:: Material provided

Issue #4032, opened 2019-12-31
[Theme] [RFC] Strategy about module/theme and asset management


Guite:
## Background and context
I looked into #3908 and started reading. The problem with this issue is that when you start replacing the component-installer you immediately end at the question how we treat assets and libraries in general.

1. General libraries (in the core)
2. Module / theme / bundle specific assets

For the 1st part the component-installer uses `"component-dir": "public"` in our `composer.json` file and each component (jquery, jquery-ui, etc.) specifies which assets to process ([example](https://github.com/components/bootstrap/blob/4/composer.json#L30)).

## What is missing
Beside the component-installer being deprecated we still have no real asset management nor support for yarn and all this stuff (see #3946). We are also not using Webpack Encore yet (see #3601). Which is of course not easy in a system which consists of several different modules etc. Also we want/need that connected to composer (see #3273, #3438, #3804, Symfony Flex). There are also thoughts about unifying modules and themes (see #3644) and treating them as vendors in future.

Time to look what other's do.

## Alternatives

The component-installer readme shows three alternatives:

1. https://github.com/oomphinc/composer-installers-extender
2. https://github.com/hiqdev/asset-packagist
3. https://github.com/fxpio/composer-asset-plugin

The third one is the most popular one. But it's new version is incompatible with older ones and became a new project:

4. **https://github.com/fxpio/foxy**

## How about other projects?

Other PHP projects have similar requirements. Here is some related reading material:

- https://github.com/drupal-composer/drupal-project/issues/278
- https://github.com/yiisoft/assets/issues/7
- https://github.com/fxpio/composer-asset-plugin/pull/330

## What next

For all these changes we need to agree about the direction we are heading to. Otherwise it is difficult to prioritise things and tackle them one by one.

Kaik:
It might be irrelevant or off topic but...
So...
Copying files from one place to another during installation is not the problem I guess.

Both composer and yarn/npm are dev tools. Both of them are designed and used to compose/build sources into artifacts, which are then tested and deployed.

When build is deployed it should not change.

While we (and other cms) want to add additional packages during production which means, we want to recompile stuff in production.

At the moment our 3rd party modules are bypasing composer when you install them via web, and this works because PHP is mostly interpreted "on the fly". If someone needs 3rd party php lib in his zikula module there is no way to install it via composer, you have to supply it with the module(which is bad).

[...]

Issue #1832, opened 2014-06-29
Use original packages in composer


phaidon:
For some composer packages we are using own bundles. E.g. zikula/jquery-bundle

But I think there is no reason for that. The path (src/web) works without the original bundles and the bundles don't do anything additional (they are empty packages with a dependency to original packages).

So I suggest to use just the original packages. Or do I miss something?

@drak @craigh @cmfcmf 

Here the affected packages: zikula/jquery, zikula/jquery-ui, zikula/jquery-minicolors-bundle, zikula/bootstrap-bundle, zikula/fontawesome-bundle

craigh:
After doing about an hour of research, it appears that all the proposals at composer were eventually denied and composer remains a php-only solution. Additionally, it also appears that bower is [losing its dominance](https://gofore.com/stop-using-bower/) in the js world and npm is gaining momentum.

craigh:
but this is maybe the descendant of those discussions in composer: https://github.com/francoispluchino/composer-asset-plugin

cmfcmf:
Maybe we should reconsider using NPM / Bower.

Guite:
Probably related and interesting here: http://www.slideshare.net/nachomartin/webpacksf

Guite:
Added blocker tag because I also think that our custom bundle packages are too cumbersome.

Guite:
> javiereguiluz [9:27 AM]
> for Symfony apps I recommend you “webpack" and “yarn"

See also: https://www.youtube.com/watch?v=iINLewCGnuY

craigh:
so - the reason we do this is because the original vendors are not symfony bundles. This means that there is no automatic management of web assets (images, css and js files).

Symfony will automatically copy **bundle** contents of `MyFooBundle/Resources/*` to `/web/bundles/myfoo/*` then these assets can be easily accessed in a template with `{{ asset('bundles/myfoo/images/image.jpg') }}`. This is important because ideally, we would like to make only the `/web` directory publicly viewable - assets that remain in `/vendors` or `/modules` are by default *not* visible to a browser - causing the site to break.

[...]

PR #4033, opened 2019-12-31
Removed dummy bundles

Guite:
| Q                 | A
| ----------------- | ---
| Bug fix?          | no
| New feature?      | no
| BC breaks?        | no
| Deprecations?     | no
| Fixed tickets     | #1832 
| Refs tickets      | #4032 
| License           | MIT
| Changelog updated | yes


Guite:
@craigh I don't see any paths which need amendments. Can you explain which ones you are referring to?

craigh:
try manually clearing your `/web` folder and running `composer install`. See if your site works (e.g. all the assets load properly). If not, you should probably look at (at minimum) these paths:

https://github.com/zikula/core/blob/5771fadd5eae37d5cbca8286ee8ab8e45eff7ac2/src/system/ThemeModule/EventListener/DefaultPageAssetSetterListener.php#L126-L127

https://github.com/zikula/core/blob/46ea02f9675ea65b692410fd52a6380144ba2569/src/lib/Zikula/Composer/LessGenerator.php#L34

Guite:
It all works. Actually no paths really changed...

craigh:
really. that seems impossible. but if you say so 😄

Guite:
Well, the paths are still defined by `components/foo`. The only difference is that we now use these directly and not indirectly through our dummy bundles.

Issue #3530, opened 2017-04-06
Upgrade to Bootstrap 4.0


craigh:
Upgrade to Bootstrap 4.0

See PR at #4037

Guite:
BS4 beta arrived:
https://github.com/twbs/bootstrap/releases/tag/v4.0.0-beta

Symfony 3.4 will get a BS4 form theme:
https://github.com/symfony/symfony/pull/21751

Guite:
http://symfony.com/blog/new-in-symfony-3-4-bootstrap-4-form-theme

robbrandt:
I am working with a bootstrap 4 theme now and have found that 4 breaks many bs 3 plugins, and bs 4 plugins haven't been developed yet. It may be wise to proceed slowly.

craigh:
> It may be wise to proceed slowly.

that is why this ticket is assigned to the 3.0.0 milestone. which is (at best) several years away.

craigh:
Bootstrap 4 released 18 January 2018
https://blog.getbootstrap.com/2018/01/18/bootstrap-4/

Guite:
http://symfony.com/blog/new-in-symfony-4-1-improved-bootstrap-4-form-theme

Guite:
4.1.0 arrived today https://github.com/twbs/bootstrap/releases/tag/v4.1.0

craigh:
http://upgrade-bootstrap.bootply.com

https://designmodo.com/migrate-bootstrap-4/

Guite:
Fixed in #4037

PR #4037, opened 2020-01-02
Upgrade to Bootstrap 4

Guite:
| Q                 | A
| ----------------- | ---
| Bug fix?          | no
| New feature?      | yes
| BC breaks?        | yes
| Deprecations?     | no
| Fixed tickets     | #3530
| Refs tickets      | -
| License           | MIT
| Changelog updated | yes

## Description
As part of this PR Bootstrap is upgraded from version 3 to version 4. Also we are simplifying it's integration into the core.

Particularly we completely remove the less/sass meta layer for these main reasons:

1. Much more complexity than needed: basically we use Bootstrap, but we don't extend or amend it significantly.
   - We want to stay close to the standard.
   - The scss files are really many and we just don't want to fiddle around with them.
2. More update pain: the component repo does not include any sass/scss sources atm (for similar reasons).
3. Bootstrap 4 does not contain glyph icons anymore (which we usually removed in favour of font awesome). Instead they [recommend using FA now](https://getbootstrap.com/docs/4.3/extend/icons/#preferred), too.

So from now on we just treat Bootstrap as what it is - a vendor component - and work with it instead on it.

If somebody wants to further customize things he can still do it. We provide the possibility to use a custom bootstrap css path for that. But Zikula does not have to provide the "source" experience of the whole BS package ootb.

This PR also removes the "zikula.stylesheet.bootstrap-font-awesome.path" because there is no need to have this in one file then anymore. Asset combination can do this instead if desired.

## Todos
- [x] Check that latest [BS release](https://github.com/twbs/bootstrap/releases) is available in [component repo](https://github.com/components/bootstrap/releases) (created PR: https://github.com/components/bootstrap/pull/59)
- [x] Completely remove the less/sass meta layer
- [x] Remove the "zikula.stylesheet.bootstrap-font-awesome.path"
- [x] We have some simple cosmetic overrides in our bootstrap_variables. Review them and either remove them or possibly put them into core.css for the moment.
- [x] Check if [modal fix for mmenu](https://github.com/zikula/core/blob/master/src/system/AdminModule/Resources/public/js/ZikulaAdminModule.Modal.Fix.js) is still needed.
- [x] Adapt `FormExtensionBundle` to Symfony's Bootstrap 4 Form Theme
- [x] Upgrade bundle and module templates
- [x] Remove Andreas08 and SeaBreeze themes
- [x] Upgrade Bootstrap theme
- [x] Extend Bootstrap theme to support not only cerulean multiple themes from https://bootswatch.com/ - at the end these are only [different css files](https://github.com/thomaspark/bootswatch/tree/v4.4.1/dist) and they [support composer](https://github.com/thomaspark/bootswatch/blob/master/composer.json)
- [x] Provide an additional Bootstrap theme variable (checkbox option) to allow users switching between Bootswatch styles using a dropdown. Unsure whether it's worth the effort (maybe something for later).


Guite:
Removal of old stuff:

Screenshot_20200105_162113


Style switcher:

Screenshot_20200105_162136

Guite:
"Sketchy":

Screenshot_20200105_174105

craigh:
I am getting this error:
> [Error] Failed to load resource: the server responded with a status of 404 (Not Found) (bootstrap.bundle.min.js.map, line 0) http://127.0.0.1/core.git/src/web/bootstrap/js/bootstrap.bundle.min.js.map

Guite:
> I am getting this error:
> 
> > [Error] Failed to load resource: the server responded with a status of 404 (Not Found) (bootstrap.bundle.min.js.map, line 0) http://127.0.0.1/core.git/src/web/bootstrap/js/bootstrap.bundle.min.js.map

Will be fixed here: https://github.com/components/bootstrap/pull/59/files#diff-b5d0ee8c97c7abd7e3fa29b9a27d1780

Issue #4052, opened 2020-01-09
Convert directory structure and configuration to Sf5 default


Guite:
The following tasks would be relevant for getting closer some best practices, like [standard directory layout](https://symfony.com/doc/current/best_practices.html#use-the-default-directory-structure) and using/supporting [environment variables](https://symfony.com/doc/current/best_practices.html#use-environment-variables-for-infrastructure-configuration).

::::
:: Material provided

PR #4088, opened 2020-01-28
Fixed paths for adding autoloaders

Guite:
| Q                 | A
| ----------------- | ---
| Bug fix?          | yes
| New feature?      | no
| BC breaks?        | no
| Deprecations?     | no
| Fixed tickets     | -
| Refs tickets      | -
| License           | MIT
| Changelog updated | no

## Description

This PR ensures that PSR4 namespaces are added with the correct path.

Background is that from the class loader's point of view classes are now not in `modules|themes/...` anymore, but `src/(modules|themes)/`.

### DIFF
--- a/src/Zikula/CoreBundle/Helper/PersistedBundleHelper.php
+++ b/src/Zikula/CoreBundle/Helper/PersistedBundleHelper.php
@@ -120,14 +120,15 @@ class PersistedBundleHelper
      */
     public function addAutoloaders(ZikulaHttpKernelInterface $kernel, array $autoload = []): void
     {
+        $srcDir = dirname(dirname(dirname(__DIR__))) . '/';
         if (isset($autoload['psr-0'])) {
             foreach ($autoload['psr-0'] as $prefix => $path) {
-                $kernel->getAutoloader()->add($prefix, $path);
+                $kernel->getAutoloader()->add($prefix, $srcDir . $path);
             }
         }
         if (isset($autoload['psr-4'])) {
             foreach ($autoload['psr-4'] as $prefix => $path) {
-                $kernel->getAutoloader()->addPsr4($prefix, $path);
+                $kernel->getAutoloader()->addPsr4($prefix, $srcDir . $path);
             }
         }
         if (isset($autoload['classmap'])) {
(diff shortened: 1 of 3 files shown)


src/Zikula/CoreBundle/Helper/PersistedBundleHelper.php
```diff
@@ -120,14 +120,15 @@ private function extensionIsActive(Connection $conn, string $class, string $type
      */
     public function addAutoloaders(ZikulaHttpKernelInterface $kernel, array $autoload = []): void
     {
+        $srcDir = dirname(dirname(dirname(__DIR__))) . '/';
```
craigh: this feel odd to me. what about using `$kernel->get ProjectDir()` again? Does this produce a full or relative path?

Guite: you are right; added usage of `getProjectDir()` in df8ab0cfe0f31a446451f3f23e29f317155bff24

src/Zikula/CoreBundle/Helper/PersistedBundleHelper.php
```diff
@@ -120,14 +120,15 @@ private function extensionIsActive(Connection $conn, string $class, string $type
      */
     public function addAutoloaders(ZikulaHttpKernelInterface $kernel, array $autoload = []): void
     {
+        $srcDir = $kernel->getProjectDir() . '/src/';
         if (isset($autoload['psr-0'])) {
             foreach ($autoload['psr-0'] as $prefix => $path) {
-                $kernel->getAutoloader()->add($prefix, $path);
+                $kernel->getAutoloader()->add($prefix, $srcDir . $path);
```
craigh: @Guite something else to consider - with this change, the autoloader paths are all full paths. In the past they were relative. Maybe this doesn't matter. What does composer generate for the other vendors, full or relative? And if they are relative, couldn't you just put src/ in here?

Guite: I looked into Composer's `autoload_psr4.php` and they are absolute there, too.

::::

# Instructions for the task:
Please copy each line of the records above that holds the word "scss".

# Answer for the task:
   - The scss files are really many and we just don't want to fiddle around with them.
2. More update pain: the component repo does not include any sass/scss sources atm (for similar reasons).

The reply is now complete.